Żeby nie zakończyć tekstu tylko na suchej relacji, to trochę jeszcze o Magicu. Załączam niżej pulę z mojego sealda. Niestety musiałem uciekać po dwóch rundach i złożyłem ten deck raczej źle. Chciałem jednak żeby talia była „fajna” na te 4 czy 5 rozdań, na które miałem czas. Kolor czarny nie pozostawiał wątpliwości – Rankle, Piper, Blacklance Paragon, solidny removal. Drugi kolor to jednak już zagadka i bardzo trudny wybór (poszedłem w czerwony i splash białego dla zabawy, ale to było bez sensu – myślę jednak, że mógłbym zawalczyć o Top 4 nawet z tak źle złożonym deckiem). Co do moich wrażeń z formatu po 3 turniejach – nie grajcie go w sealdzie za dużo – ale grajcie dużo draftów; to format który będzie premiował mono lub prawie mono decki i synergie. Tak dużo 2–za–1 jak w tym formacie nie było dawno. Prawie każda karta z adventure jest taka. Pisząc tekst nie mogłem się doczekać żeby szybko skończyć i odpalać drafty ELD! Magic ma się dobrze i mam nadzieję, że dzięki takim dodatkom i takim inicjatywom jak opisana w tekście, będzie się miał jeszcze lepiej.
O następnych wydarzeniach, w których będzie maczać palce nasza grupa mam nadzieję, że usłyszycie wcześniej (tylko obawiam się, iż nie będą już za darmo a baliśmy się, że nas zjecie jak szarańcza jak za wcześnie o tym będziemy mówić i coś nie wypali) i przyjedziecie liczniej, będzie jeszcze lepiej i weselej. Mam nadzieje, że tak będzie i z naszej i z Waszej strony.
– Mateusz Maciążek, Black Lotus Wołomin
Mateusz Maciążek – początki przygody z grą w Magica to niezapomniana szuflada u kolegi jeszcze za czasów białoramkowej 7 edycji w 2001 roku. Pierwsze turniejowe kroki, to pre-release oryginalnej Ravnici.

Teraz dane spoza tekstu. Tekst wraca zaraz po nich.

PR #258, opened 2021-11-05
Update ssplit cpp, pcre2 source compile to fix broken builds

jerinphilip:


jerinphilip:
This will be merged by @jerinphilip if all workflows succeed without awaiting review.

kpu:
Merging because it fixes most CI

PR #259, opened 2021-11-05
HTML input/output

jelmervdl:
Working on top of  #253 to add the missing bits, and get rudimentary HTML input and output working.
- [x] Unescape HTML entities https://github.com/bitextor/warc2text/blob/master/src/entities.cc  
Only `"'<>&` are decoded/encoded right now, I don't expect `DOMNode.innerHTML` to return any other.
- [ ] Convert some tags to spaces, possibly skip some with non-text content https://github.com/bitextor/warc2text/blob/39cb9d1eacefeb47c698fc97faf5204633b8d9d5/src/html.cc
- [x] Track were tags were removed and adjust source offsets
- [ ] Have some HTML object in Request that has the information to restore them.
- [ ] Restoring algorithm that, in the first iteration, will just insert them back in text proportion and escape entities.
- [ ] Actual alignment based insertion

This adds an `HTML` object that extracts text from HTML, and keeps track of these texts spans in the original HTML so it can insert all the removed bits back in when it sees these in the form of `AnnotatedText` instances.

### DIFF
--- a/.github/workflows/windows.yml
+++ b/.github/workflows/windows.yml
@@ -39,7 +39,7 @@ jobs:
     - name: Prepare vcpkg
       uses: lukka/run-vcpkg@v7.4
       with:
-        vcpkgArguments: protobuf pcre2
+        vcpkgArguments: protobuf 
         vcpkgGitCommitId: 8dddc6c899ce6fdbeab38b525a31e7f23cb2d5bb
         vcpkgDirectory: ${{ github.workspace }}/vcpkg/
         vcpkgTriplet: x64-windows-static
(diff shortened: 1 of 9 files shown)


jelmervdl:
Some notes of trouble I'm expecting when trying to reconstruct the HTML this way. I expect some of the whitespace to flip from outside to inside tags because sentencepiece prefers spaces at the start of tokens, and I'm only slicing HTML at the beginning or end of a token. This will pretty likely case some layout issues with websites that have these elements styled as inline HTML elements…

This is also why I'm using the original input source string for the source text, as opposed to the cut&glue reconstruction that will be necessary on the target side. 

(Notes below; bleu is text spans extracted from html, green is HTML spans, red is sentencepiece boundaries c.q. tokens for which we have alignment information)
6B7E497B-D4CB-4BAC-B570-F5A5A01CD99E copy

kpu:
Agreed being strictly at spm token boundaries will cause trouble with whitespace.  This seems like something we can worry about once there is alignment then track whitespace manually.

kpu:
Merging into branch.

Issue #264, opened 2021-11-16
Use optimized gemm implementation when available for wasm target


abhi-agg:
We want to be able to use the optimized gemm implementation when available in the environment, otherwise resort to using the portable fallback implementation of the [interface](https://github.com/browsermt/marian-dev/blob/master/src/tensors/cpu/wasm_intgemm_interface.h) for wasm target

kpu:
Related https://github.com/browsermt/marian-dev/issues/63

Issue #205, opened 2021-07-14
A built-in wasm 8-bit matrix multiply primitive


abhi-agg:
A summary of all the tasks that need to be done in this repository (and its submodules) to import matrix multiply function (based on 4x8-bit-to-32-bit dot product primitive) from a separate wasm module.

JS code will be able to instantiate a separate wasm module that exports a matrix multiply function and Bergamot code can, then, link against that instance to access that function.

Tasks Stage-1:
- [ ] [Import matrix-multiply from a separate wasm module](https://github.com/browsermt/bergamot-translator/issues/204)
- [ ] Develop a native matrix-multiply implementation optimized for Intel SSE4.1 architecture
- [ ] Test cases for this implementation
- [ ] Assist in landing Intel SSE4.1 optimized native matrix-multiply implementation in Firefox
- [ ] Test and Validate for SSE4.1 architecture that this solution works and provides performance improvements as expected

Tasks Stage-2:
- [ ] Develop a native portable (architecture agnostic) fallback code for matrix-multiply function
- [ ] Assist in landing this portable code in Firefox

Tasks Stage-3:
- [ ] Develop native matrix-multiply implementations for other architectures (Armv8.0/AVX2/Armv8.5? + additional to be decided later)
- [ ] Test cases for the implementations
- [ ] Assist in landing these implementations in Firefox
- [ ] Test bergamot for these architectures

cc @yurydelendik @andrenatal @lonnen @kpu @eqrion

Please suggest if I missed anything. I have created separate issues for 1 of the task to have the specific discussions there. Same can be done for other tasks as well as we go ahead.

P.S.: Stage-2 and Stage-3 can be ordered differently. Stage-1 has to be executed first.

jerinphilip:
Hello, just wondering if some work I'm doing at arm-playground relates/overlaps with the todos here. Could you let know if the links mentioned below are related?

1. Portability
	a. *Develop a portable (architecture agnostic) fallback implementation for matrix-multiply function for wasm*: <br/> I assume architecture agnostic means no presence of SIMD. Available via ruy as [`kStandardCppPath`](https://github.com/google/ruy/blob/8c3fd3f266b4a22d542d4aa41329b5018d6b87e1/ruy/path.h#L62)?
[...]

PR #265, opened 2021-11-16
Import optimized gemm implementation (when available) for wasm target

abhi-agg:
Fixes https://github.com/browsermt/bergamot-translator/issues/264

List of changes:
- Added file `wasm/import-gemm-module.js` that houses the logic to import and use the optimized gemm when available, otherwise fallback gemm
- Associated refactoring in `wasm/patch-artifacts-import-gemm-module.sh` for this change

Ran [wasm test page](https://github.com/browsermt/bergamot-translator/tree/main/wasm#demo) to test this logic. The optimized gemm is called when run on locally compiled version of firefox browser that exports a dummy implementation for gemm intrinsics. This proves that the logic written here works correctly to invoke an optimized gemm when available in the environment.

cc @yurydelendik @eqrion

### DIFF
--- a/wasm/import-gemm-module.js
+++ b/wasm/import-gemm-module.js
@@ -1,0 +1,23 @@
+
+/* Use an optimized gemm implementation if available, otherwise use the fallback
+ * implementation.
+ */
+function createWasmGemm() {
+    const OPTIMIZED_GEMM = "mozIntGemm";
+    const FALLBACK_GEMM =  "asm";
+
+    if (WebAssembly[OPTIMIZED_GEMM]) {
+        return new WebAssembly.instance(WebAssembly[OPTIMIZED_GEMM](), {"": {memory: wasmMemory}}).exports;
+    }
+    else {
+        return {
+            "int8_prepare_a": (...a) => Module[FALLBACK_GEMM]["int8PrepareAFallback"](...a),
+            "int8_prepare_b": (...a) => Module[FALLBACK_GEMM]["int8PrepareBFallback"](...a),
+            "int8_prepare_b_from_transposed": (...a) => Module[FALLBACK_GEMM]["int8PrepareBFromTransposedFallback"](...a),
+            "int8_prepare_b_from_quantized_transposed": (...a) => Module[FALLBACK_GEMM]["int8PrepareBFromQuantizedTransposedFallback"](...a),
+            "int8_prepare_bias": (...a) => Module[FALLBACK_GEMM]["int8PrepareBiasFallback"](...a),
+            "int8_multiply_and_add_bias": (...a) => Module[FALLBACK_GEMM]["int8MultiplyAndAddBiasFallback"](...a),
+            "int8_select_columns_of_b": (...a) => Module[FALLBACK_GEMM]["int8SelectColumnsOfBFallback"](...a)
+        }
+    }
+}
--- a/wasm/import-gemm-module.js
+++ b/wasm/import-gemm-module.js
@@ -8,7 +8,7 @@ function createWasmGemm() {
 
     if (WebAssembly[OPTIMIZED_GEMM]) {
         console.log(`Using optimized gemm (${OPTIMIZED_GEMM}) implementation`);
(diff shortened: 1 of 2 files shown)


kpu:
Is this the slow fallback that bounces WASM -> JS -> WASM with those bindings?

yurydelendik:
> Is this the slow fallback that bounces WASM -> JS -> WASM with those bindings?

By reading the code, it is both. If `WebAssembly.mozIntGemm` is present, the created instance will use intrinsic functions.

kpu:
Ok I guess this gets it to link which is good.  We should avoid calling these functions in the fallback case, but that can come later.

kpu (approved):
Approving this but opening https://github.com/browsermt/marian-dev/issues/66 to track the dangling performance issue if the intrinsic is missing.

jerinphilip:
Hello. I'm trying to better understand how the sources in JS and C++ interoperate for achieving speed up as I progress with ruy. 

> The optimized gemm is called when run on locally compiled version of firefox browser that exports a dummy implementation for gemm intrinsics. This proves that the logic written here works correctly to invoke an optimized gemm when available in the environment.

@abhi-agg  Can I be pointed to a diff that holds this dummy implementation? Is there a sharable link, perhaps as a mercurial diff? 

> Is this the slow fallback that bounces WASM -> JS -> WASM with those bindings?

@kpu I'm slightly confused by what is intended here, may I request get some details? The fallback is currently intgemm path compiled by emscripten to WASM (which would be SSSE3) and all of this is in WASM? Where does the JS bit mentioned above come in? If `createWasmGemm` is called at the first run setting the switch between WebAssembly Gemm (emitted by emscripten) and native gemm available via firefox, doesn't this happen only at load and not every call? What is meant by "bindings" in the above text?

yurydelendik:
>  Can I be pointed to a diff that holds this dummy implementation? Is there a sharable link, perhaps as a mercurial diff?

* I prototyped idea intrinsic at https://gist.github.com/yurydelendik/a913d0894615c7712babb43e842044ef
* Fully working prototype for old version of firefox and bergamot at https://gist.github.com/yurydelendik/cc02ba86128ed46d622e8c3099c8a510

> Where does the JS bit mentioned above come in? If createWasmGemm is called at the first run setting the switch between WebAssembly Gemm (emitted by emscripten) and native gemm available via firefox, doesn't this happen only at load and not every call? What is meant by "bindings" in the above text

`createWasmGemm` will be called once during wasm instance creation. Look at "bindings" as static linking (of shared library).


> Is this the slow fallback that bounces WASM -> JS -> WASM with those bindings?

For phase one, `WASM_{bergamot_module}` -> `JS` -> `WASM_{bergamot_module}` just to make implementation quicker and provide some proves that there no internal CPU-related code passes in the `bergamot_module` that we could miss. For next phase, it will be `WASM_{bergamot_module}` -> `WASM_{intgemm_core_module}`. I recommend to add the `memory` parameter to the createWasmGemm function to make thing more descriptive, instead of using `wasmMemory`. Notice `intgemm_core_module` is a separate build artifact and will require time to create, but it will remove JS bits.

kpu:
Can we just eliminate

`WASM_{bergamot_module}` -> `JS` -> `WASM_{bergamot_module}`
`WASM_{bergamot_module}` -> `WASM_{intgemm_core_module}` 

by having the C++ code call itself internally bypassing the C functions?  Then you would tell Marian if it has the intrinsic.  Or it would be detected by way of having an intentionally incorrect C function implementation.

yurydelendik:
> Can we just eliminate [them]?

It depends on architectural decision you are going to make. I see the only way to achieve that: via `if(some_global_setting) { } else {}` near every intrinsic call. This approach has only cons: increases cyclomatic complexity, code duplication, the optimal code path will not be tested, the wasm intgemm code will be present in the bergamot executable. The latter allows possibility that some code path will invoke that when the intrinsics in use, which will make benchmark results incorrect. From correctness of the result point of view, all of that really does not matter.

kpu:
Let's take this where it belongs in #205 instead of some random commit.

Już wtedy wiedział, że limited to jego ulubiony format.
Na debiut w Grand Prix czekał aż do 2008 roku, kiedy zagrał w Birmingham w formacie Lorwyn / Shadowmoor Block Constructed.
Rozbrat z grą w Magica nastąpił w momencie, gdy damage opuścił stos. Nie zaprzestał jednak gier karcianych i rozpoczął karierę pokerową. Historia pokazała, że stara miłość nie rdzewieje i kilka lat temu powrócił do najlepszej gry karcianej świata. Dumny, ojciec który nie odpuszcza żadnemu setowi w limited.